The 10 days that Bentley spent driving between the gym and the hospital intensive care unit gave him a sense of perspective about the way he makes his living.
Bentley has always enjoyed his work and the whole experience taught him that he isn’t the type of fighter who can treat boxing purely as a job, clocking in at the gym and then switching off and forgetting all about it when he clocks out.
“It just made me realise that as much as I want to believe that boxing is life, it’s not. When life got in the way, boxing just wasn’t as important to me at that point,” he said.
“It became a job and something I had to get through to move on. If I was in there with someone I might have thought was more dangerous, I might have thought, ‘Yo, I’m not ready’ but I thought there was no danger in it and went through with it.
“Now, I’m in a good place. Mentally, I’m not worrying about anything else than what I have to do.”
Make no mistake about it, Saturday’s fight between the former sparring partners is a crucial one for both fighters.
Dignum, 16-1 (9 KOs), was an excellent amateur but his professional career hasn’t reached the heights many predicted. Aside from a May 2022 WBO interim title fight with Alimkhanuly, the 32-year-old has spent much of his career campaigning on the regional title circuit. His lone foray into world class didn’t go well. Alimkhanuly never allowed him to get a foothold in the fight and took him out in two one-sided rounds.
Bentley’s son is now healthy and he has been able to focus solely on his own preparations. The complacency that shrouded the build-up to the fight with Heaney has gone and he has been so focused on himself that he hasn’t spent a second considering how Dignum will approach such an important fight.

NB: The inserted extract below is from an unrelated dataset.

PR #2088, opened 2020-01-08
Add a button section to the styleguide

jimbo:
## Description

Add a button section to the styleguide. Some of the prose content may be lorem ipsum, but the values should reflect the official Venia styles.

“I don’t really care to be honest. That’s not my problem,” he said. “I’m not trying to think about what’s going on with him mentally and how can I capitalise on it. I’m just trying to capitalise on the skill and prepare for the best Danny Dignum. I’d heard rumours that he might retire but then this came along. It might give him a new spark of life and think, ‘If I can beat Denzel, then I’m back in there.’ I can’t let that happen.
“I’m not thinking about him having doubts. I couldn’t care less.”